PR #1694, opened 2021-06-24
automagically update pyo3 version in toml examples

mejrs:
I figured out how to automagically update the pyo3 version used in doc examples: see https://github.com/rust-lang/rust/issues/82768#issuecomment-803935643


davidhewitt:
👍 nicely done, and one day we will be able to simplify this after it comes to stable!

PR #1695, opened 2021-06-24
Add `wrap_pyfunction` macro to prelude

### LINKED ISSUE #1691: Move `wrap_pyfunction` into prelude?
Hello! We're using `wrap_pyfunction` a lot in pantsbuild/pants, and found we prefer `#[pyfunction]` over `#[pyfn]` to keep our `#[pymodule]` block clean. (I'm submitting a docs PR on other things we've found to help.)

I'm wondering if it makes sense to move the macro into the prelude, given how common this type seems to be, for fewer imports? Maybe the `create_exception` macro too?

I'm happy to implement if you think so!

messense:
Closes #1691


Eric-Arellano (approved):
Awesome, thanks!

davidhewitt (approved):
Thanks!

PR #1697, opened 2021-06-24
Use explicit lifetimes in proc-macro expansion

scalexm:
Otherwise this triggers `#[deny(rust_2018_idioms)]` in projects using it.


messense (approved):
Thanks!

PR #1699, opened 2021-06-27
Added `size_hint` impls for `{PyDict,PyList,PySet,PyTuple}Iterator`s

ohadravid:
Hi!

I've added `size_hint` impls for the iterators which can support it (while defaulting to 0 on Python-related errors).
Should make `some_py_dict.iter().map(...).collect()` faster by avoiding allocations!


birkenfeld:
I think this needs to take into account the current position of the iterator, since size_hint is supposed to return the remaining length, not the total length.

davidhewitt:
As well as the above, it would be awesome to add tests for these ☺️

ohadravid:
@birkenfeld 🤦‍♂️ right! fixed.
@davidhewitt added the tests, and indeed `PyTuple` moves the `self.pos` to `len() + 1` in the end, so I got an ugly overflow.

davidhewitt (approved):
Thanks, this is great!

PR #1702, opened 2021-06-27
Make `ToPyObject` impl for `HashSet` accept non-default hashers.

ohadravid:
I had some code like 
```
let s = HashSet<u32>::new();
s.to_object(py)
```
I switched to `HashSet<_, FxBuildHasher>`, and it stopped working.
So this PR changes the `ToPyObject` impl for `HashSet` to accept non-default hashers.

I didn't add a test since I saw that the other converter impls (for example `HashMap`, `into_py`) don't have tests for non-default `BuildHasher`s, but let me know if you want me to add them anyway :)


davidhewitt (approved):
Thanks for the fix! As this is just adding a generic parameter I'm fine to skip adding a test.

PR #691, opened 2020-04-01
[metal] Fix bug in `listgen` where it goes beyond `ListManager`'s capacity

k-ye:
FYI, without this change, the added test could actually fail on Metal...

Related issue = #593 


k-ye:
Right I remember that now! Merging :)

PR #666, opened 2020-03-27
[OpenGL] Support NVIDIA GLSL compiler

archibate:
Related issue = #633 #664 

[[Click here for the format server]](http://kun.csail.mit.edu:31415/)

Issue #603, opened 2020-03-15
[OpenGL] performance profiling&improving


archibate:
**Concisely describe the proposed feature**
GL too slow, only doubled FPS compared to x64 for my n-body example. Please improve it.

**Describe the solution you'd like (if any)**
Most time costed on sync (data transfer from&to GPU) thanks to GL's great API design, we may want to figure out how to use it more efficiently.

**Additional comments**
Related = #492.

archibate:
Currently root buffer is constantly stayed in GPU memory, so no much sync time worrying now. Only the external_ptr is very large one consideration.
Also note that NV has less sync overhead compared to mesa.

PR #692, opened 2020-04-02
[opengl] random use different seed in each launch

archibate:
So that `examples/sdf_renderer.py` works.

Related issue = #492 

### DIFF
--- a/taichi/backends/opengl/opengl_api.cpp
+++ b/taichi/backends/opengl/opengl_api.cpp
@@ -244,7 +244,8 @@ GLSSBO *root_ssbo;
 void create_glsl_root_buffer(size_t size) {
   // if (root_ssbo) return;
   initialize_opengl();
-  root_ssbo = new GLSSBO;  // TODO(archibate): mem leaking
+  root_ssbo = new GLSSBO;  // TODO(archibate): mem leaking, use std::optional instead
+  size += 2 * sizeof(int);
   void *buffer = std::calloc(size, 1);
   root_ssbo->bind_data(buffer, size, GL_DYNAMIC_READ);
   root_ssbo->bind_index(0);
--- a/examples/nbody_oscillator.py
+++ b/examples/nbody_oscillator.py
@@ -1,51 +1,42 @@
 import taichi as ti
 
 ti.init(
-    arch=ti.cuda)  # Try to run on GPU, use ti.opengl if you don't have CUDA
+    arch=ti.opengl)  # Try to run on GPU, use ti.opengl if you don't have CUDA
 
 N = 8000
-pos = ti.var(dt=ti.f32, shape=(N, 2))
-vel = ti.var(dt=ti.f32, shape=(N, 2))
+pos = ti.Vector(2, dt=ti.f32, shape=N)
+vel = ti.Vector(2, dt=ti.f32, shape=N)
 bounce = 0.8
 
 
 @ti.kernel
 def initialize():
     for i in range(N):
-        pos[i, 0] = ti.random() * 0.5 - 0.25 + 0.5
-        pos[i, 1] = ti.random() * 0.5 - 0.25 + 0.5
-        vel[i, 0] = ti.random() * 2 - 1
-        vel[i, 1] = ti.random() * 2 - 1
+        for k in ti.static(range(2)):
+            pos[i][k] = ti.random() * 0.5 - 0.25 + 0.5
+            vel[i][k] = ti.random() * 2 - 1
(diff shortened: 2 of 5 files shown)


yuanming-hu:
Thanks! I'll test it on my end. Meanwhile, let's finish https://github.com/taichi-dev/taichi/pull/666 first so that we get rid of the redundant commits.

taichi/backends/opengl/opengl_api.cpp
```diff
@@ -236,7 +244,8 @@ GLSSBO *root_ssbo;
 void create_glsl_root_buffer(size_t size) {
   // if (root_ssbo) return;
   initialize_opengl();
-  root_ssbo = new GLSSBO;  // TODO(archibate): mem leaking
+  root_ssbo = new GLSSBO;  // TODO(archibate): mem leaking, use std::optional instead
```
archibate, line 247: A very little change (< 10 CoL) can fix this mem leakage, should I put in this PR?

yuanming-hu: If it's just 10 LoC then let's fix it here.

archibate:
We may also want to add a test case for this, to check if `ti.random()` return same when called again. e.g.
```py
@ti.kernel
def func(i: ti.i32):
  x[i] = ti.random()
for i in range(5):
  func(i)
  assert x[i] != x[i - 1]
```

yuanming-hu:
> We may also want to add a test case for this, to check if `ti.random()` return same when called again. e.g.
> 
> ```python
> @ti.kernel
> def func(i: ti.i32):
>   x[i] = ti.random()
> for i in range(5):
>   func(i)
>   assert x[i] != x[i - 1]
> ```

This might be a brittle test since there's a tiny probability that `x[i] == x[i - 1]`. It will be better to, say repeat 5 times and assert there are at least 4 different results.

yuanming-hu:
Screenshot from 2020-04-02 12-00-36

I confirm this works on my end. It reaches 90 samples per pixel per second, which is 1.8x faster than the CUDA backend!

archibate:
That's amazing! Couldn't believe we are now faster than CUDA! Does this mean that CUDA still has lot of space of optimizations to be done?

yuanming-hu:
I guess it's because CUDA is not yet fully optimized (and the OpenGL backend is well done). I haven't got a chance to work on it.

archibate:
Seems #603 is just 杞人忧天ing... the performance of current OpenGL backend is really utilized now.
NEXT: to support sparse data structures on GL, so that the thought-to-be-weak GLSL can really 平起平坐 with CUDA :)

archibate:
#603 says:

> Most time costed on sync (data transfer from&to GPU) thanks to GL's great API design, we may want to figure out how to use it more efficiently.

In fact I found sync is only costly on mesa one, not NV, maybe their GPUs have really faster communication with CPU?

yuanming-hu:
> #603 says:
> 
> > Most time costed on sync (data transfer from&to GPU) thanks to GL's great API design, we may want to figure out how to use it more efficiently.
> 
> In fact I found sync is only costly on mesa one, not NV, maybe their GPUs have really faster communication with CPU?

I guess it's because the NVIDIA driver is better implemented than mesa for NVIDIA GPUs.

archibate:
Could you also test `examples/nbody_oscillator.py` on NV-GL & CUDA? I guess CUDA is better when dealing with memory intensive kernels (doesn't it?)

yuanming-hu:
I have to change `N` to `80000` to make a difference. Then OpenGL reaches 15 FPS and CUDA 5 FPS. OpenGL is 3x faster :-) It seems me that there's a performance bug in the CUDA backend, which I should fix as soon as possible...

yuanming-hu:
I updated https://github.com/taichi-dev/taichi/pull/692/files#diff-733c00d9e85a14e095b788b8b985e75c

Btw do you want to fix the memory leakage here? If not I'll go merge this PR.

archibate:
> It seems me that there's a performance bug in the CUDA backend, which I should fix as soon as possible...

Sounds a serious issue, good luck!

> Btw do you want to fix the memory leakage here? If not I'll go merge this PR.

No, let's just keep this PR small and trackable :)

yuanming-hu:
Cool, thanks. Merging this in now...

taichi/backends/opengl/opengl_api.cpp
archibate: Ok.

PR #716, opened 2020-04-06
[Lang] Support `continue` on all backends

k-ye:
Related issue = #708 

### DIFF
--- a/taichi/codegen/codegen_llvm.cpp
+++ b/taichi/codegen/codegen_llvm.cpp
@@ -89,7 +89,10 @@ class CodeGenStmtGuard {
     setter_(saved_stmt_);
   }
 
- protected:
+  CodeGenStmtGuard(CodeGenStmtGuard &&) = default;
+  CodeGenStmtGuard &operator=(CodeGenStmtGuard &&) = default;
+
+ private:
   llvm::BasicBlock *saved_stmt_;
   Setter setter_;
 };
--- a/taichi/codegen/codegen_llvm.cpp
+++ b/taichi/codegen/codegen_llvm.cpp
@@ -31,8 +31,7 @@ void OffloadedTask::compile() {
   func = (task_fp_type)kernel_symbol;
 }
 
-// FunctionCreationGuard
-
+// TODO(k-ye): Hide FunctionCreationGuard inside cpp file
 FunctionCreationGuard::FunctionCreationGuard(
     CodeGenLLVM *mb,
     std::vector<llvm::Type *> arguments)
@@ -74,6 +73,42 @@ FunctionCreationGuard::~FunctionCreationGuard() {
     mb->entry_block = old_entry;
   }
 }
+
+namespace {
+
+class CodeGenStmtGuard {
+ public:
+  using Getter = std::function<llvm::BasicBlock *(void)>;
+  using Setter = std::function<void(llvm::BasicBlock *)>;
+
+  explicit CodeGenStmtGuard(Getter getter, Setter setter)
+      : saved_stmt_(getter()), setter_(std::move(setter)) {
+  }
+
+  ~CodeGenStmtGuard() {
+    setter_(saved_stmt_);
+  }
+
+ protected:
+  llvm::BasicBlock *saved_stmt_;
+  Setter setter_;
+};
+
+CodeGenStmtGuard make_loop_reentry_guard(CodeGenLLVM *cg) {
+  return CodeGenStmtGuard([cg]() { return cg->current_loop_reentry; },
+                          [cg](llvm::BasicBlock *saved_stmt) {
+                            cg->current_loop_reentry = saved_stmt;
+                          });
+}
+
+CodeGenStmtGuard make_while_after_loop_guard(CodeGenLLVM *cg) {
+  return CodeGenStmtGuard([cg]() { return cg->current_while_after_loop; },
+                          [cg](llvm::BasicBlock *saved_stmt) {
+                            cg->current_while_after_loop = saved_stmt;
+                          });
+}
+
+}  // namespace
 
 // CodeGenLLVM
 
@@ -664,29 +699,44 @@ void CodeGenLLVM::visit(ConstStmt *stmt) {
 void CodeGenLLVM::visit(WhileControlStmt *stmt) {
   BasicBlock *after_break =
       BasicBlock::Create(*llvm_context, "after_break", func);
-  TI_ASSERT(while_after_loop);
+  TI_ASSERT(current_while_after_loop);
   auto cond =
       builder->CreateICmpEQ(llvm_val[stmt->cond], tlctx->get_constant(0));
-  builder->CreateCondBr(cond, while_after_loop, after_break);
+  builder->CreateCondBr(cond, current_while_after_loop, after_break);
   builder->SetInsertPoint(after_break);
+}
+
+void CodeGenLLVM::visit(ContinueStmt *stmt) {
+  if (stmt->as_return()) {
+    builder->CreateRetVoid();
+  } else {
+    TI_ASSERT(current_loop_reentry != nullptr);
+    builder->CreateBr(current_loop_reentry);
+  }
+  // Stmts after continue are useless, so we switch the insertion point to
+  // /dev/null. In LLVM IR, the "after_continue" label shows "No predecessors!".
+  BasicBlock *after_continue =
+      BasicBlock::Create(*llvm_context, "after_continue", func);
+  builder->SetInsertPoint(after_continue);
 }
 
 void CodeGenLLVM::visit(WhileStmt *stmt) {
   BasicBlock *body = BasicBlock::Create(*llvm_context, "while_loop_body", func);
   builder->CreateBr(body);
   builder->SetInsertPoint(body);
+  auto lrg = make_loop_reentry_guard(this);
+  current_loop_reentry = body;
 
   BasicBlock *after_loop =
       BasicBlock::Create(*llvm_context, "after_while", func);
-  auto old_while_after_loop = while_after_loop;
-  while_after_loop = after_loop;
+  auto walg = make_while_after_loop_guard(this);
+  current_while_after_loop = after_loop;
 
   stmt->body->accept(this);
 
   builder->CreateBr(body);  // jump to head
 
   builder->SetInsertPoint(after_loop);
-  while_after_loop = old_while_after_loop;
 }
 
 llvm::Value *CodeGenLLVM::cast_pointer(llvm::Value *val,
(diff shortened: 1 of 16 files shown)


taichi/codegen/codegen_llvm.cpp
```diff
@@ -664,29 +699,44 @@ void CodeGenLLVM::visit(ConstStmt *stmt) {
...
-  TI_ASSERT(while_after_loop);
+  TI_ASSERT(current_while_after_loop);
   auto cond =
       builder->CreateICmpEQ(llvm_val[stmt->cond], tlctx->get_constant(0));
-  builder->CreateCondBr(cond, while_after_loop, after_break);
+  builder->CreateCondBr(cond, current_while_after_loop, after_break);
   builder->SetInsertPoint(after_break);
 }
 
+void CodeGenLLVM::visit(ContinueStmt *stmt) {
```
k-ye, line 709: @yuanming-hu for LLVM

taichi/codegen/codegen_opengl.cpp
```diff
@@ -671,6 +671,14 @@ class KernelGen : public IRVisitor {
     emit("if ({} == 0) break;", stmt->cond->short_name());
   }
 
+  void visit(ContinueStmt *stmt) override {
```
k-ye, line 674: @archibate for OpenGL

taichi/transforms/offload.cpp
```diff
@@ -414,9 +482,10 @@ OffloadedResult offload(IRNode *root) {
     PromoteIntermediate::run(root, result.local_to_global_offset);
     PromoteLocals::run(root, result.local_to_global_offset);
   }
-  irpass::insert_gc(root);
-  irpass::typecheck(root);
-  irpass::re_id(root);
+  insert_gc(root);
+  AssociateContinueScope::run(root);
```
k-ye, line 486: I put this pass here so that all backends get this step for free before they are integrated with #700 . Do you think we should create a new pass for this in the future?

taichi/ir/ir.h
```diff
@@ -940,6 +941,23 @@ class WhileControlStmt : public Stmt {
...
+ public:
+  // This is the loop on which this continue stmt has effects. It can be either
+  // an offloaded task, or a for/while loop inside the kernel.
+  Stmt *scope;
+
+  ContinueStmt() : scope(nullptr) {
+    TI_STMT_REG_FIELDS;
+  }
+
+  bool as_return() const {
```
k-ye, line 954: @yuanming-hu I just realized that this will require us to encapsulate the actual kernel body as a function (LLVM  does this, but Metal doesn't). Otherwise when we use one thread to handle a few elements, this could prematurely terminate the entire kernel thread.

taichi/codegen/codegen_llvm.cpp
yuanming-hu: This part looks good to me! Thanks!

taichi/ir/ir.h
archibate: Using `continue` as a shortcut of `return` in top-level? Nice idea!

> Alternatively, do you folks think it even makes sense to support continue at the top level? I mean Taichi users are supposed to well understand that the top-level loop as parallelized, yet continue makes sense only for serial loops.

We want to keep this easy-to-use shortcut since **they acts same as the expected in python**.
In comparison, we don't want `break` in top-level is because **it can't act same as the expected in python**.

taichi/transforms/ir_printer.cpp
```diff
@@ -202,6 +206,14 @@ class IRPrinter : public IRVisitor {
     print("while control {}, {}", stmt->mask->name(), stmt->cond->name());
   }
 
+  void visit(ContinueStmt *stmt) override {
+    if (stmt->scope) {
+      print("{} continue (as_return={})", stmt->name(), stmt->as_return());
```
archibate, line 211: This `(as_return={})` seems unnecessary since we always know it's as_return by seeing it's in the top-level.

taichi/ir/ir.h
k-ye: > The other option is to directly translate this into a continue in the source backends. But we have to be very careful when doing that...

I guess this means we assume the kernel body is embedded inside a "meta" for-loop implemented by the Taichi runtime: https://github.com/taichi-dev/taichi/blob/58c64baf24b33898d217154d0026543e2aa0bc2e/taichi/runtime/llvm/runtime.cpp#L1074-L1077

Then I think wrapping the kernel into a function is a much more robust and cleaner approach...

taichi/transforms/ir_printer.cpp
yuanming-hu: That's true, but for debugging the IR we may want to display as much information about the statements as possible.

tests/python/test_continue.py
```diff
@@ -0,0 +1,84 @@
...
+def test_unconditional_continue():
+    x = ti.var(ti.i32, shape=n)
+
+    @ti.kernel
+    def run():
+        # Launch just one thread
+        for _ in range(1):
+            for j in range(n):
+                continue
+                # pylint: disable=unreachable
```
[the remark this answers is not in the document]
k-ye: Yep. Actually I didn't notice "too many issues", but maybe that's because I'm adapted to ignore them..

taichi/transforms/offload.cpp
k-ye: Ack, i plan to make it a new pass once we all switch to this.. https://github.com/taichi-dev/taichi/blob/213a3c7c02823a95d67ec2c9cf562c7f0389746c/taichi/transforms/compile_to_offloads.cpp#L7

tests/python/test_continue.py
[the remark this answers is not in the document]
yuanming-hu: Sounds good :-) Let's plan to adopt the two linters in v0.7.0: https://github.com/taichi-dev/taichi/issues/677

taichi/ir/ir.h
k-ye: OK, sounds like I should keep this support. Thanks guys :)

taichi/transforms/ir_printer.cpp
k-ye: Would displaying `stmt->scope->name()` more useful? On the other hand, you can also just eyeball to figure out which loop the continue acts on..

taichi/ir/ir.h
yuanming-hu: > Then I think wrapping the kernel into a function is a much more robust and cleaner approach...

Right, then I guess the source-to-source backends have to support something like non-linear code emission since now parallel loop bodies are outlined into functions. Pragmatically maybe using a `continue` is still the easiest way.

taichi/transforms/simplify.cpp
```diff
@@ -1066,6 +1066,10 @@ class BasicBlockSimplify : public IRVisitor {
     return;
   }
 
+  void visit(ContinueStmt *stmt) override {
+    return;
+  }
+
   static bool is_global_write(Stmt *stmt) {
     return stmt->is<GlobalStoreStmt>() || stmt->is<AtomicOpStmt>();
```
archibate, line 1074: Btw, is `AtomicOpStmt` always about global variables?

taichi/codegen/codegen_opengl.cpp
archibate: Thanks! Test passing.

taichi/transforms/ir_printer.cpp
yuanming-hu: > Would displaying `stmt->scope->name()` more useful?

I think that would be useful. In general, it will be a good idea to ensure we can easily reconstruct the IRNodes from the printed IR string. We might need to implement an IR parser in the future.

taichi/transforms/simplify.cpp
yuanming-hu: Before offloading it can also be used on locals. E.g.

```python
@ti.kernel
def test():
  a = 0
  for i in range(100): # parallel loop
    a += i # atomic add
```

k-ye: I think it's either SNode variables or global temporary variables. I forgot whether if it supports arg variables..

taichi/ir/ir.h
```diff
@@ -940,6 +941,23 @@ class WhileControlStmt : public Stmt {
...
+    return scope->is<OffloadedStmt>();
```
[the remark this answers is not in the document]
k-ye: Yep, done

taichi/transforms/ir_printer.cpp
k-ye: OK, fixed.

taichi/ir/ir.h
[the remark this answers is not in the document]
archibate: We may also want `TI_ASSERT(scope->task_type == range_for || scope->task_type == struct_for)` :)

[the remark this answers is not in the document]
k-ye: Done, let's write as defensively as possible..

taichi/transforms/ir_printer.cpp
```diff
@@ -208,7 +208,7 @@ class IRPrinter : public IRVisitor {
 
   void visit(ContinueStmt *stmt) override {
     if (stmt->scope) {
-      print("{} continue (as_return={})", stmt->name(), stmt->as_return());
+      print("{} continue (scope={})", stmt->name(), stmt->name());
```
archibate, line 211: Will that be good if we also add this to `FrontendBreakStmt`?

taichi/ir/ir.h
k-ye: > Right, then I guess the source-to-source backends have to support something like non-linear code emission since now parallel loop bodies are outlined into functions.

+1

> Pragmatically maybe using a continue is still the easiest way.

Right. I just realized a problem on Metal. Its `range_for` doesn't use grid-stride loop, yet its `struct_for` does, gahhh... 😦

taichi/transforms/ir_printer.cpp
k-ye: Yeah i think so. Let's do it in another PR

taichi/transforms/simplify.cpp
archibate: I thought arg atomics is also supported...? What type of variables are not supported with atomic op?

taichi/transforms/ir_printer.cpp
k-ye: I just realized you said `FrontendBreakStmt`, maybe more useful to add this for `BreakStmt`?

k-ye:
(May be related to #689 ) This came up when I was writing this PR, would it be good if we split `FrontendStmt` and `Expression` into its own, higher layer of IR? I think the only pass that cares about both sets of IRs is `lower_ast`?

yuanming-hu:
Right, ideally FrontendIR and Expressions are unique to the Taichi language, which should be translated into the CHI IR/execution engine via `lower_ast`.

This separation will improve modularity since now the frontend and middle-end IR (CHI) are separate into two modules. In fact, `lower_ast` should not even use `IRVisitor` (which is for the middle-end IR). We should ideally have a FrontendASTVisitor...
================================
Every line in the records above with "CodeGenLLVM" in it adds one to the count; give that count and nothing else.

11